▸ Task description:
Where in the data does the word "then" appear? Find those lines and copy them.

▸ Entries shown:
PR #1090, opened 2020-04-07
Cache optimization

gitoleg:
Bap cache works fine in most cases but slows down when the cache size is very big (more than 100K entries).
For example, running bap with a binary with almost 2K subroutines, with optimization enabled and when the cache size is about 5Gb and contains about 100K entries takes a lot:
```
 |----------------|-------------|--------------|    Input:
 |                | first call  | second call  |    cache size:         ~5Gb
 |----------------|-------------|--------------|    cache entries:      ~100K
 |  --no-cache    |     134     |      134     |    subroutines:        ~2K
 |----------------|-------------|--------------|    optimization level:  1
 |  current bap   |     595     |      297     |
 |----------------|-------------|--------------|
```
In this specific case, i.e. with the big cache size, bap works faster without cache.

This PR introduces a completely new cache, that:
1) delays GC: now we run GC after cache size has reached `max_size + overhead * max_size` level and remove several entries at once to shrink cache size down to `max_size - overhead * max_size`. Also, we changed our eviction policy. Previously, we were removing less frequently used entries and had to update the cache index on each read access to keep track of each entry usage. Now we remove random entries ( with prioritizing large ones), so we don't have to store anything on entry reading. 
2) doesn't rely on the index file: we can use system calls to get all the information we need.
3) implements all operations in a lock-free manner

This PR particularly solves this problem (as described in #966).

Also, this PR updates the command-line interface and adds options to deal with GC.
 - `bap cache --disable-gc` - disables GC, so cache size won't be limited.
- `bap cache --run-gc` - run GC.
- `bap cache --size=N` - sets the capacity of the cached data to `N Mb`
- `bap cache --overhead=N` - sets the overhead to `N %`

And the table with the final results:
```
 |----------------|-------------|--------------|    Input:
 |                | first call  | second call  |    cache size:         ~5Gb
 |----------------|-------------|--------------|    cache entries:      ~100K
 |  --no-cache    |     134     |      134     |    subroutines:        ~2K
 |----------------|-------------|--------------|    optimization level:  1
 |  current bap   |     595     |      297     |
 |----------------|-------------|--------------|
 |  this PR       |     297     |      79      |
 |----------------|-------------|--------------|

```
As one can see, running bap for the first time with significant cache size is still slower than without cache. But now it's faster when we have some cached data to load!


plugins/cache/cache_gc.ml
```diff
@@ -0,0 +1,48 @@
...
+
+include Self()
+
+let remove_entry e =
+  try Sys.remove e.path
+  with exn ->
+    warning "unable to remove entry: %s" (Exn.to_string exn)
+
+let threshold c =
+  Int64.(c.max_size + of_float (to_float c.max_size *. c.overhead))
```
ivg, line 13: use integer arithmetic and represent overhead in percent.

plugins/cache/cache_main.ml
```diff
@@ -6,246 +6,120 @@ include Self()
...
+
+  let write index =
+    Index.write index;
+    update index
+
+  let reload () =
+    match !t with
+    | None -> read ()
+    | Some t ->
+      if t.mtime = mtime () then t.index
```
ivg, line 59: don't compare floats for equality, use `<` or `>` or `<=`, etc. And don't use polymorphic compare with floats.

plugins/cache/cache_main.ml
```diff
@@ -6,246 +6,120 @@ include Self()
...
+      let max_size = Int64.(size * 1024L * 1024L) in
+      {idx with config = {idx.config with max_size;}})
+
+let set_overhead overhead =
+  if Float.(overhead >= 0.0 && overhead < 1.0)
+  then
+    Global.update ~f:(fun idx ->
+        {idx with config = {idx.config with overhead}})
+  else
+    raise (Invalid_argument "Cache overhead should be in the range [0.0; 1.0) ")
```
ivg, line 101: No, it is totally fine for the overhead to be 1000% or whatever large number. There is no need to cap it with 100%

plugins/cache/cache_main.ml
```diff
@@ -6,246 +6,120 @@ include Self()
...
+
+let run_gc () =
+  Global.update ~f:(fun idx -> GC.run idx);
```
ivg, line 104: run_gc shall do GC even if the threshold is not reached.

plugins/cache/cache_main.ml
```diff
@@ -6,246 +6,120 @@ include Self()
...
   exit 0
 
+let disable_gc x =
+  Global.update ~f:(fun idx ->
+      {idx with config = {idx.config with gc_enabled = not x}})
+
+
+let limit_of_config c =
```
ivg, line 112: I've already seen this function :)

plugins/cache/cache_main.ml
```diff
@@ -298,16 +176,29 @@ let () =
...
-
     ] in
   let clean = Config.(flag "clean" ~doc:"Cleanup all caches") in
   let set_size = Config.(param (some int64) "size" ~docv:"N"
                            ~doc:"Set maximum total size of cached data to
                                  $(docv) MB. The option value will persist
                                  between different runs of the program") in
+  let set_overhead =
+    Config.(param (some float) "overhead"
+              ~doc:"Set overhead of maximum total size of cached data,
```
ivg, line 187: Controls the aggressiveness of the garbage collector.  The higher the number the more space will be wasted but the cache system will run faster. It is expressed as a percentage of the max-size parameter.

plugins/cache/cache_types.ml
```diff
@@ -0,0 +1,44 @@
+open Core_kernel
+open Regular.Std
+
+type entry = {
```
ivg, line 4: Given that our cache entry deteriorated to just a path (with probably unnecessary size, as we can get it from stat), I now have a question: why do we need index at all? 

Like the natural step forward would be to use the digest as the name of the file and rely on stat and readdir to perform cleanup. We also, don't need a global file lock anymore, so that different instances of bap could work in parallel without any congestion.

plugins/optimization/optimization_main.ml
```diff
@@ -133,13 +133,40 @@ let process_sub free can_touch sub =
   let sub', dead = loop Tid.Set.empty (Sub.ssa sub) in
   O.create dead sub'
 
+let digest_of_label = function
```
ivg, line 136: please, split it into a separate PR.

plugins/cache/bap_cache.ml
```diff
@@ -0,0 +1,135 @@
...
+    try Sys.remove path
+    with exn ->
+      warning "unable to remove entry: %s" (Exn.to_string exn)
+
+  let file_size x = Unix.LargeFile.( (stat x).st_size )
+
+  let remove_entries is_entry min_length size_to_free =
+    let dir = cache_dir () in
+    let rec loop entries freed len =
+      if freed < size_to_free && len > min_length then
```
ivg, line 48: `len > min_length` is a loop invariant, move it away. 

Also, get rid of the fragile `is_entry` instead either populate the array with entries only or separate meta files and data files into separate directories, e.g.,

```
$CACHE_DIR/
 |
 +- config
 +- lock
 +- data
```
This setup will make it easier to clean the cache, by just dropping the `data` folder as well as enable a future upgrade to a tree representation (analogous to the git representation).

plugins/cache/bap_cache_utils.ml
```diff
@@ -0,0 +1,42 @@
+open Core_kernel
+
+module Filename = Caml.Filename
+
+let open_temp temp_dir =
```
ivg, line 5: this function is unsafe and has a race condition via TOCTOU, use `Filename.open_temp_file`

plugins/cache/bap_cache_utils.ml
```diff
@@ -0,0 +1,42 @@
...
+[@@warning "-D"]
+
+let to_file : type t.
+  (module Binable.S with type t = t) -> string -> t -> unit =
+  fun b file data ->
+  let module T = (val b) in
+  let dir = Filename.dirname file in
+  let tmp,fd = open_temp dir in
+  let size = T.bin_size_t data in
+  let () =
```
ivg, line 32: use `protect` for this and others try/with code for proper finalization.

plugins/cache/bap_cache.ml
```diff
@@ -0,0 +1,94 @@
...
+    try
+      let idx = Utils.from_file (module Compatibility.V2) file in
+      let dir = cache_data () in
+      Map.iteri idx.entries ~f:(fun ~key ~data:{path} ->
+          rename path (dir // Data.Cache.Digest.to_string key))
+    with e ->
+      warning "can't read entries from index version 2: %s"
+        (Exn.to_string e)
+
+  let from_index () = match find_index () with
```
ivg, line 51: why is a function named `from_index` returns a value of type `unit`?

plugins/cache/bap_cache.ml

▸ Answer to this exercise:
+      if t.mtime = mtime () then t.index
+  then
+      if freed < size_to_free && len > min_length then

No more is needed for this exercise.